**EXERCISE DATA**
□ □ □
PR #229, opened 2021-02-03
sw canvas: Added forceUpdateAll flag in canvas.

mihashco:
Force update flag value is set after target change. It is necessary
□ □ □
**YOUR GOAL**
Across the listing, count every line with "flag" in it and give the number only.

**EXERCISE RESPONSE**
2